Return an exact transcript of the material below from the line containing "Using Strings instead" through its final line, and no other lines.

*** INFORMATION SHOWN

PR #388, opened 2018-10-11
Using Strings instead of Enums in Protobuf Types

schmidt-sebastian:
I spent some more time digging through the protobufjs code to figure out how we can actually generate the .d.ts file for the Proto options that we are using in Veneer. This PR is the result of this, and it will unblock me from adding strict types to watch.ts (as we use Enum values in the Protocol).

******

## [ANSWER]
Using Strings instead of Enums in Protobuf Types

schmidt-sebastian:
I spent some more time digging through the protobufjs code to figure out how we can actually generate the .d.ts file for the Proto options that we are using in Veneer. This PR is the result of this, and it will unblock me from adding strict types to watch.ts (as we use Enum values in the Protocol).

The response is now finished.